The self-assembled bionanomatrix composed of PA-YK-NO (1 wt.%) was coated on smooth surface silicone implants (10 mm X 10 mm X 1 mm) using an ultrasonic spray coating system (Exactacoat, Sonotek Corporation, NY). With this coating system, we controlled and set up coating pattern, thickness, and time by changing several parameters including flow rate, nozzle movement speed, shaping air, and dwell time . One layer of bionanomatrix coating was applied by one pass of ultrasonic spray. 30 layers of bionanomatrix coating has successfully demonstrated bioactivity in vitro and in vivo on reducing inflammatory responses and enhancing endothelialization in our previous study . Thus, in this study, we characterized 30 layers of bionanomatrix coating on the silicone implants and evaluated its bioactivity on capsular contracture development through in vitro and in vivo analyses. Additionally, higher layers (two times; 60 layers) of bionanomatrix coating on the silicone implants was also evaluated to examine the effects of increased coating layers and NO capacity on capsular contracture development.
Coating surface and uniformity of uncoated, 30, and 60 layers of bionanomatrix coated silicone implants were characterized using scanning electron microscope (SEM). Both 30 and 60 layers of bionanomatrix coatings demonstrated a uniform and smooth surface on the silicone implants (Fig. 1A, D, G, and J; the uncoated silicone surface images are shown in Supplementary Fig. S1).

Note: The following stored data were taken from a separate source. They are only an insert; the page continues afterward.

PR #988, opened 2026-07-16
refactor(query): parse bounded SQL with a tokenizer and recursive descent

dongkeren:
The MATCH_RECOGNIZE dialect was matched by a single ~700 character regular expression, with a second one for the plain episode form. Every optional clause meant another capture group to renumber, no clause could be reused, and a rejection could only report `unsupported SQL` for the whole statement.

This replaces both with a tokenizer and a recursive-descent parser, one function per clause, and reports the byte offset of the offending token while keeping the accepted-forms hint as a suffix.

## Equivalence

The accepted language is unchanged. An offline differential harness compared the regexes against the parser over a hand-written corpus plus byte-level mutation fuzz — **197901 inputs, no disagreement**. The harness was validated by confirming it catches six injected faults, including the exact 64/65 field-name and 256/257 value-length boundaries, so the agreement is evidence rather than a vacuous pass.

Two details the regexes encoded implicitly and the parser now states outright:

- tokens carry whether whitespace preceded them, because the dialect requires a separator at some junctions (`SELECT *`) and allows none at others (`title='x'`);
- the identifier classes accept upper case, because both regexes were case-insensitive and their captures were folded afterwards.

## Tests

A corpus test pins the accepted language now that there is no second implementation to compare against. Accepted statements assert every captured field, not merely that parsing succeeded.

Verified locally: full core build; 19/19 native tests; 11/11 query CLI tests; the SQL frontend storage tests pass.

Note: `test_sql_frontend_and_sqlite_projection_conform_at_head_and_exact_cut` fails on the current dev baseline, unrelated to this change — it asserts two `execution_engines` while `query_capabilities_json` has returned three since 9da49c3688. Left for a separate fix.

## Risk

This parser is the input trust boundary. The quoted-value character class and both length bounds are carried over unchanged and are covered by the corpus negatives, including quote, escape and separator injection.


kungfu-origin (approved):

dongkeren:
Superseded by the current-dev linear replacement #1045, which preserved the parser implementation, corrected affected-native architecture ownership, passed all required checks, and merged through the dev merge queue as 4ea73c1a028ce708fd47c44f3b3b7f6d7efc4490.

After breast implantation, silicone implant contact shear stress as a function of geometry and relative size is usually around 100 Pa on the smooth surface silicone implants . At this stress level, epithelial cells can produce pro-inflammatory cytokines and undergo apoptosis [56, 57]. In addition, based on the implant designs, contact shear stress may reach as high as 300–500 Pa range . We tested the coating stability of 30 and 60 layers of bionanomatrix coatings to confirm whether the bionanomatrix coating can be maintained on the silicone implants under these stress conditions. Based on SEM observation, both 30 and 60 layers of bionanomatrix coatings under the stress conditions (30–100 Pa and 300–500 Pa ranges) still demonstrated smoothness and uniformity compared to control groups without stress (Fig. 1). In addition, nanoindentation tests were conducted to assess the changes in properties of bionanomatrix coatings (30 and 60 layers) under stress conditions (300–500 Pa ranges). Before and after shear stress application, the surface modulus and hardness did not show significant changes in all groups (uncoated, 30, and 60 layers of bionanomatrix coatings) (Table 1).

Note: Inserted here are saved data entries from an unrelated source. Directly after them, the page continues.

PR #990, opened 2026-07-16
refactor(yijinjing): clear journal-layer fossils and bound frame payload writes

kungfu-origin:
## What

Three related cleanups in the libyijinjing journal layer. All are behaviour-preserving on the wire: no frame bytes change, and the reader hands frames out in exactly the same order.

### writer constructors: 8 → 4

Four overloads existed only to accept a `lazy` flag the body discarded via `(void)lazy`. The journal-taking overload additionally ignored `low_latency` and `bus`, because the journal it receives has already fixed both. All twelve call sites passed `lazy=true`, so dropping the parameter preserves behaviour.

Worth recording for future retirements: these overloads were already marked `[[deprecated]]`, but the build carries `-Wno-deprecated-declarations`, so the marker never produced a single warning. Marking without a gate migrates nobody.

### reader merge order: say it once, in domain terms

`sort()` compared `gen_time` against an `INT64_MAX` sentinel that nothing ever lowered, so the branch was always taken — removed. The comparator was named `later` and used with `max_element` to select a *minimum*, into a variable named `min_journal_it`. It is now one `reads_before` definition (smallest `gen_time`, ties to higher `Priority`), with the heap parameterised on its transpose so `top()` reads as "next to read".

The invariant that makes the lazy `gen_time` comparison sound is now stated rather than implied: a journal parked in the heap must never advance, which is exactly why `sort()` pops the journal it hands to `current_` back into the recheck buffer.

### frame payload writes are now bounded

`reserve_frame()` is the only thing that bounds a payload write, but `frame::copy_data()` cannot see the reservation, and `close_frame()`'s assert fires *after* the memcpy and vanishes under `NDEBUG` — unchecked in exactly the build that matters. The checked entry point now lives on `frame_transaction`, which already holds the reservation; `write` / `write_as` / `write_at` route through it. `frame::copy_data()` remains the unchecked primitive and now says so.

`open_frame_lock_free()` / `close_frame_lock_free()` had no callers anywhere in the tree, and ADR-0063 already reserved `*_unserialized` for the internal single-owner primitive, so they are removed rather than re-documented.

### cloned_frame

`copy()` / `open()` overwrote `header_` without releasing the previous buffer — `replay_writer` calls `copy()` twice per replayed frame, so this leaked one allocation per frame — and wrote through `malloc`'s result with no null check. Both now go through `allocate()`, which raises on failure and frees first.

## Tests

Five reader-merge tests cover the k-way merge, priority tie-breaks, priority-over-`gen_time`, agreement between the scan and heap selection paths, and the contract that `join()` must not move a live cursor (previously unprotected, and precisely the kind of thing a merge-order refactor tidies away).

They were confirmed to fail against a deliberately inverted comparator before being accepted: three of the five turn red, so they are not vacuous.

## Verification

- `pnpm run configure` + `pnpm run compile` on framework/core: green, 0 errors
- `yijinjing_mmap_tests`: 25/25
- `yijinjing_content_hash_tests`: pass

Consumer migration was closed out by a full compile rather than by grep: three of the twelve call sites — a directly-constructed temporary, the pybind `py::init<>` template arguments, and a namespace-aliased `make_shared` — carry no greppable `writer(` text.

## Version impact

KFD-1: this registers `pykungfu-binding` as a welded surface. Python consumers bind to exported signatures at import time with no runtime negotiation, which is the register's own test, so its absence was a gap in the register rather than evidence the surface is not welded. Dropping `lazy` narrows `pykungfu.writer.__init__` from seven arguments to six — a break under the register, carried as pre-release: no in-tree Python constructs `writer`, and `stubs/pykungfu/` regenerates from the binding rather than being a hand-maintained contract. No line opens.

## Governance risk check

- [x] none of the above


dongkeren:
Closing and reopening from the development account. This PR was opened while the local gh active account had been left on kungfu-origin, which breaks the zone's two-account separation: kungfu-origin is the review/merge identity and cannot approve its own PR. Same branch, same commits, same verification — reopening as dongkeren so the review can happen properly.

The X-ray photoelectron spectroscopy (XPS) was utilized to get information on the different surface elements present on the surface of silicone implants. The XPS spectra showed that both 30 and 60 layers of bionanomatrix coated groups presented nitrogen on the surface of the silicone implants, but the nitrogen component was not found in the uncoated control group (Fig. 2A-C). This demonstrated the presence of peptide-based bionanomatrix coating on the silicone implants. In addition, we recorded the high-resolution nitrogen spectra, which showed a binding energy peak at 404 eV for nitrogen (Fig. 2D). This peak was reported to be the characteristic band for NO [68, 69]. This clearly shows the presence of NO on the surface of silicone implants. Additionally, based on the peak intensity, the 60 layers of bionanomatrix coating showed twice as much NO signal compared to the 30 layers.
Next, contact angle measurement was performed on the bionanomatrix coated silicone implants to evaluate whether the bionanomatrix coating increased the wettability of the hydrophobic silicone surface. The 30 and 60 layers of coated silicone implants showed decrease of contact angle values (71.977 ± 1.80 & 53.075 ± 1.50, respectively) compared to the control silicone implants with a contact angle of 93.356 ± 2.30 (Supplementary Fig. S2). The results indicated that the presence of the bionanomatrix increased surface wettability due the hydrophilicity of peptide components in the coating. Additionally, increase of coating layers promoted wettability since the 60 layers of coating showed reduced contact angle compared to the 30 layers of coating.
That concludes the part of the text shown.